-- TASK DIRECTIONS --
Of the entries below, restate word for word only the section that runs from the line with "Issue #424, opened 2026-06-01" to the line with "When adding an", counting both ends.

-- PROVIDED MATERIAL --
----------------

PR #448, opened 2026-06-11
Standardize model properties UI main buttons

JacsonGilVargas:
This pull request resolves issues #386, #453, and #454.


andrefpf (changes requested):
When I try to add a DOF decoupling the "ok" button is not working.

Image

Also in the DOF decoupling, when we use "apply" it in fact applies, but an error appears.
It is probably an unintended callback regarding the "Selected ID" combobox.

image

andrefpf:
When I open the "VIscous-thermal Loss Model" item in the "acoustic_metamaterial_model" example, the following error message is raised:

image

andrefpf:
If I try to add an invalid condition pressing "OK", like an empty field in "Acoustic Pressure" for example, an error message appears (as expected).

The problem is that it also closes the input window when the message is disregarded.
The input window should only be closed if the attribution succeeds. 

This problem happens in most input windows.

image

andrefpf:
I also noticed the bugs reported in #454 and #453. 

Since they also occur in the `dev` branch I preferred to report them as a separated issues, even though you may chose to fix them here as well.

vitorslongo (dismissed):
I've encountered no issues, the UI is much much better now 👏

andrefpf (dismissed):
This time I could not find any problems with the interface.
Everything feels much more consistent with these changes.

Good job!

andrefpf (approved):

----------------

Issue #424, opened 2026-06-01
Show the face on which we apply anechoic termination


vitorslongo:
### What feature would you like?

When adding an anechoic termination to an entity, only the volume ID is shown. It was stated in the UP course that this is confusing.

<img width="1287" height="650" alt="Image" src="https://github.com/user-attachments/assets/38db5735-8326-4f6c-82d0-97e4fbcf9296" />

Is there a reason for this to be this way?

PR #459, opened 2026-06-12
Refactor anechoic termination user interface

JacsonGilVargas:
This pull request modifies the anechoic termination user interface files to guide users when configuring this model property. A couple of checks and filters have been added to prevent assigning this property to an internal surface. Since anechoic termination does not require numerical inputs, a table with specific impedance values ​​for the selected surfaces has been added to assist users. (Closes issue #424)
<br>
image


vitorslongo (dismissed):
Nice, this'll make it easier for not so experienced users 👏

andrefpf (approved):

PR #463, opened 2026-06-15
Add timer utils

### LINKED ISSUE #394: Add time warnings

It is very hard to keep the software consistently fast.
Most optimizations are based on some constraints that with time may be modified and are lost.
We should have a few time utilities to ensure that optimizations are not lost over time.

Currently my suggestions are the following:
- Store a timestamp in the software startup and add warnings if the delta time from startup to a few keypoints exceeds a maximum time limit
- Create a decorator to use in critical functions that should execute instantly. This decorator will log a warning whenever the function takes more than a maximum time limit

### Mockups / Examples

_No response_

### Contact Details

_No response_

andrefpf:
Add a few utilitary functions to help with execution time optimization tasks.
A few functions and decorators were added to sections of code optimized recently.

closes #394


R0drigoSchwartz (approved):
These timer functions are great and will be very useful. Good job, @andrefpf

----------------

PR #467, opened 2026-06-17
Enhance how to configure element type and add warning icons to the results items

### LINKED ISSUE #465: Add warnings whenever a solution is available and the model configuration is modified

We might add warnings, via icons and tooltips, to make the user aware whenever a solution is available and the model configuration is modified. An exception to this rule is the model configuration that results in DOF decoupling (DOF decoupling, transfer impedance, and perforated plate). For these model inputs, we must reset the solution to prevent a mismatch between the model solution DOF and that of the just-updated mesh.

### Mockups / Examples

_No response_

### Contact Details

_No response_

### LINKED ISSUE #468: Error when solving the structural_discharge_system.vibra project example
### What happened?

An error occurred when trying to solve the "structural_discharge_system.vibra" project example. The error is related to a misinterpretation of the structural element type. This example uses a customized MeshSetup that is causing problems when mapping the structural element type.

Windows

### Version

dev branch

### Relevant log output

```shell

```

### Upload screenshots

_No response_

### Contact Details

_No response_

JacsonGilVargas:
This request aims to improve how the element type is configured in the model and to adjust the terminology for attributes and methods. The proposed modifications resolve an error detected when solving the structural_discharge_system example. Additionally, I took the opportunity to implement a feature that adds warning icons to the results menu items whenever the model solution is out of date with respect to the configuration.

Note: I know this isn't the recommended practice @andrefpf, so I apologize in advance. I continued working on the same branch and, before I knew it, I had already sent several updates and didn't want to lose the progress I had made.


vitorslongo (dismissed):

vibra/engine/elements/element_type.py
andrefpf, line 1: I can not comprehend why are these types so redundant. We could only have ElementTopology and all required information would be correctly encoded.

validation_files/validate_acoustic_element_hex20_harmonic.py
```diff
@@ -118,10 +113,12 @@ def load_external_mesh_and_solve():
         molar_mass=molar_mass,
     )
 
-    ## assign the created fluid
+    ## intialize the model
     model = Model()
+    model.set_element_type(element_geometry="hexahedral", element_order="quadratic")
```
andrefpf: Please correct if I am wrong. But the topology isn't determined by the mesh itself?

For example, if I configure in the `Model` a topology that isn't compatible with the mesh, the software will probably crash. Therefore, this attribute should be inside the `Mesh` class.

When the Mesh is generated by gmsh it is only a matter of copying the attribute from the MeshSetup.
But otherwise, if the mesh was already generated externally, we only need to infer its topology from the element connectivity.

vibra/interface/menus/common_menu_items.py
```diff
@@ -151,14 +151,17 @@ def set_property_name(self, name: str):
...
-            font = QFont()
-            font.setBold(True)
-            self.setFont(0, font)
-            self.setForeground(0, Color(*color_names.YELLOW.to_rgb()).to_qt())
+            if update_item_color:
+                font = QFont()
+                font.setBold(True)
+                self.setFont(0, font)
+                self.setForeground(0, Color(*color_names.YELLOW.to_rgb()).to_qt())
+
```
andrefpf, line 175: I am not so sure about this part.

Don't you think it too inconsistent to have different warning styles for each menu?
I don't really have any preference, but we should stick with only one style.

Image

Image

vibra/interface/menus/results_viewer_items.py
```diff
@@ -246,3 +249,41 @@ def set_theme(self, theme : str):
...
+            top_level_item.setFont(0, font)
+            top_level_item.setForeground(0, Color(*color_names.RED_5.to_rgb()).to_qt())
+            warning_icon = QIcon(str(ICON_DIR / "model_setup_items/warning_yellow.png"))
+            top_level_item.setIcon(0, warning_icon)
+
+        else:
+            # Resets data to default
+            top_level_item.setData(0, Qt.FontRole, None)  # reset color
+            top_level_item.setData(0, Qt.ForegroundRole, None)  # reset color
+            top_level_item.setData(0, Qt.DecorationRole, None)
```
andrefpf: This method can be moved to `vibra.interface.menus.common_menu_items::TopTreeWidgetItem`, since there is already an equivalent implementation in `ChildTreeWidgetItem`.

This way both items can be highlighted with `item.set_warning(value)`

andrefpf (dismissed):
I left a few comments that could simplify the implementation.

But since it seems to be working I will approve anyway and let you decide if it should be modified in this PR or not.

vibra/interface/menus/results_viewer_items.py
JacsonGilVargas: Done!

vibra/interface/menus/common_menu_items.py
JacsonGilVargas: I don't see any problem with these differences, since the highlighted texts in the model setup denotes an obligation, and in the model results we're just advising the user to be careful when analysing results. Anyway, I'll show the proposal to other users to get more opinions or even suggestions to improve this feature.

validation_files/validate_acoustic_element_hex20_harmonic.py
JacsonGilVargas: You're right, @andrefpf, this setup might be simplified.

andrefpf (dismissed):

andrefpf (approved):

----------------

-- WRITTEN SOLUTION --
Issue #424, opened 2026-06-01
Show the face on which we apply anechoic termination


vitorslongo:
### What feature would you like?

When adding an anechoic termination to an entity, only the volume ID is shown. It was stated in the UP course that this is confusing.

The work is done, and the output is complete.